The statement rejected "creative solutions" to the boundary
dispute, maintaining that a permanent boundary should be based on current
international legal principles along the median line between the two countries'
coasts.
They also demanded Australia return to the international dispute resolution
process for maritime boundaries of the International Court of Justice and the
International Tribunal for the Law of the Sea from which Australia withdrew
shortly before signing the Timor Sea treaty in May 2002.
East Timor president Xanana Gusmao said at the opening of East Timor's
parliament in Dili last week that there were doubts relating to the meeting
between Foreign Minister Jose Ramos Horta and Mr Downer in Canberra last month
when they spoke of an "open window" and of "Christmas
gifts".
There were questions concerning the need to speed up the process of boundary
negotiations and whether concessions had already been made to the Australian
Government on the maritime borders, Mr Gusmao said.

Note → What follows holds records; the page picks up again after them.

Issue #10, opened 2020-07-30
[Suggestion] Use h11 Python library for HTTP/1.1 header parsing


ntninja:
One of the issues fixed in #9 could have easily be prevented by not employing a roll-your-own HTTP header parsing library. While the custom framing requirements making using a full-blown HTTP client undesirable, at the HTTP parsing/generation could be delegated to a common library maintained by “somebody else” and [h11](https://pypi.org/project/h11/) seems like the perfect tool for this job as it (I know at least one “serious” HTTP library that uses it).

Jc2k:
Interesting. Will it handle a stream of interspersed EVENT/1.0 and HTTP/1.1 messages? Regarding the generation part it really depends how much control it gives, will have a look soon. We have to talk to a lot of very broken hap implementations, and often that means trying to be byte for byte compatible with what iOS does. Aren't there yet with that but it's looking more and more inevitable.

Not applicable to HTTP handling but e.g. recently had a case where a thermostat couldn't handle a space in a valid JSON body. (Actually only some API endpoints were affected by this). A different thermostat would accept 1, 0 and false for a boolean field. But not true. The spec says all 4 are valid, but we now have to send 1 or 0 only which is what the implementation does. We've had some issues with the Host header in the past too.

So try to be as close to the iOS implementation as possible for sending and as forgiving as possible with reading.

There is a lot of stuff like it is because this is a fork of homekit_python. The plan was to do quite a bit of refactoring but my time has been swallowed up so I'm not really actively improving it as I had hoped just reacting to bugs. So code improvements very much welcome.

Jc2k:
As suspected, it looks h11 would not work for this particular HTTP dialect (directly). E.g.

https://github.com/python-hyper/h11/blob/master/h11/_abnf.py#L84

This is used in a regex here (via `status_line`, defined a few lines below `http_version`):

https://github.com/python-hyper/h11/blob/41a3467dd98271529cce361c756da9e34d8e2b00/h11/_readers.py#L89

As you probably know, when a HomeKit accessory notifies a controller about an event it violates the HTTP spec and sends a response without a request. This is one of the other reasons we don't use an existing client - they don't tend to like that as they expect strict request/response. As you say it would be nice to use the parsing. But it's not a `HTTP/1.1` message, its an `EVENT/1.0` message. In every other way, it is `HTTP/1/1` compatible, apart from most parsers don't expect the 5 bytes to be anything other than `HTTP/`.

[...]

PR #37, opened 2021-05-31
Better handling of newlines inside http response body

Jc2k:
As https://github.com/Jc2k/aiohomekit/issues/10 is still not viable, this continues to adapt our internal parsing.

This may be a fix for https://github.com/home-assistant/core/issues/46785.

This is a pretty core part of aiohomekit, changes here could subtly break things for many real world devices. So i've treated lightly. I changed the chunked encoding handling as little as possible while pulling it out of the header parsing code.

## The bug

If there is a new line in the body it hits the bit of code inside the while loop.

```
                if self._content_length > -1:
                    self.body += self._raw_response
                    self._raw_response = bytearray()
```

The blindly appends ALL the remaining buffer, even if content length was 0. Crucially it might take data it doesn't own, corrupting the parser state. The buffer is now empty and it doesn't hit the second code path.

If there isn't a newline it hits the 2nd code path only:

```
            remaining = self._content_length - len(self.body)
            self.body += self._raw_response[:remaining]
            self._raw_response = self._raw_response[remaining:]
```

This tries to drain only enough from the buffer to satisfy the remainder. So this code path works. This creates the erratic behaviour you see in the camera previews.

In addition, the while loop is destructive. Going in there consumes a "line". So we can't go in there if self._state == STATE_BODY. So pull chunked encoding out of that loop.

### DIFF
--- a/aiohomekit/controller/ip/pairing.py
+++ b/aiohomekit/controller/ip/pairing.py
@@ -229,7 +229,7 @@ class IpPairing(AbstractPairing):
             await self.list_accessories_and_characteristics()
 
         url = "/characteristics?id=" + ",".join(
-            [str(x[0]) + "." + str(x[1]) for x in characteristics]
+            str(x[0]) + "." + str(x[1]) for x in characteristics
         )
         if include_meta:
             url += "&meta=1"
--- a/aiohomekit/http/response.py
+++ b/aiohomekit/http/response.py
@@ -45,7 +45,7 @@ class HttpResponse:
         self._raw_response += part
         pos = self._raw_response.find(b"\r\n")
 
-        while pos != -1 and self._state < HttpResponse.STATE_DONE:
+        while pos != -1 and self._state < HttpResponse.STATE_BODY:
             line = self._raw_response[:pos]
             self._raw_response = self._raw_response[pos + 2 :]
             if self._state == HttpResponse.STATE_PRE_STATUS:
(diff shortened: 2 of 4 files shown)


bdraco:
I tried the new code and verified its fixed.

Does it make sense to copy/reuse the reader/buffer code from `h11` (has a compatible license as long as MIT license is included/authored given credit) since they have likely had to solve all the corner cases?

https://github.com/python-hyper/h11/blob/master/h11/_receivebuffer.py
https://github.com/python-hyper/h11/blob/master/h11/_readers.py

Jc2k:
It's horrible code (in aiohomekit) and i'd love to replace it. But:

* I don't really want to make aiohomekit mixed licence.
* I'm confident tha they have made a formally correct implementation of HTTP, i'm not confident all these device vendors have. We certainly know that the device vendors can't even handle valid JSON in some cases. And there are edge cases in h11 where its behaviour is known to be stricter than browsers and curl. Some of these edge cases we may well have to "fix". So I'd want to collect quite a lot more HTTP parsing tests cases from real devices before doing it given the risk of regressions.
* Although the code upsets me, it's not been that big a source of bugs. I feel like maybe 3 or 4 in a couple of years? And the camera stuff is a pretty recent endpoint that support was added for. So i'm reluctant to replace such a vital low level bit given a risk of regressions. This is also why i've been reluctant to refactor this bit, even though it could do with it. Would like more tests either way, I guess!

Jc2k:
Will merge and release this as soon as I get chance.

bdraco:
> It's horrible code (in aiohomekit) and i'd love to replace it. But:
> 
> * I don't really want to make aiohomekit mixed licence.
> * I'm confident tha they have made a formally correct implementation of HTTP, i'm not confident all these device vendors have. We certainly know that the device vendors can't even handle valid JSON in some cases. And there are edge cases in h11 where its behaviour is known to be stricter than browsers and curl. Some of these edge cases we may well have to "fix". So I'd want to collect quite a lot more HTTP parsing tests cases from real devices before doing it given the risk of regressions.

In an interview with the Portuguese newsagency Lusa earlier this week, Mr
Ramos Horta warned that the secondary benefits of the Bayu Unda project in the
Timor Sea went to Australia even though 90 per cent of the revenue went to East
Timor.
He said that situation would have to be altered in other Timor Sea
exploration areas.
"Any agreement will have to include downstream benefits to East
Timor," Mr Ramos Horta was quoted as saying.
The Darwin talks are a continuation of negotiations that began last week in
Canberra where it was reported that good progress had been made.
The Timor Sea's oil and gas reserves are estimated to be worth more than $42
billion and all three oil and gas fields, Bayu Unda Laminaria/Corallina and
Greater Sunrise, are closer to East Timor than Australia.
Under an interim deal, East Timor will get 90 per cent of government revenue
from the joint petroleum development area, including the ConocoPhillips-operated
Bayu Unda field, but only 18 per cent of the proposed Sunrise development.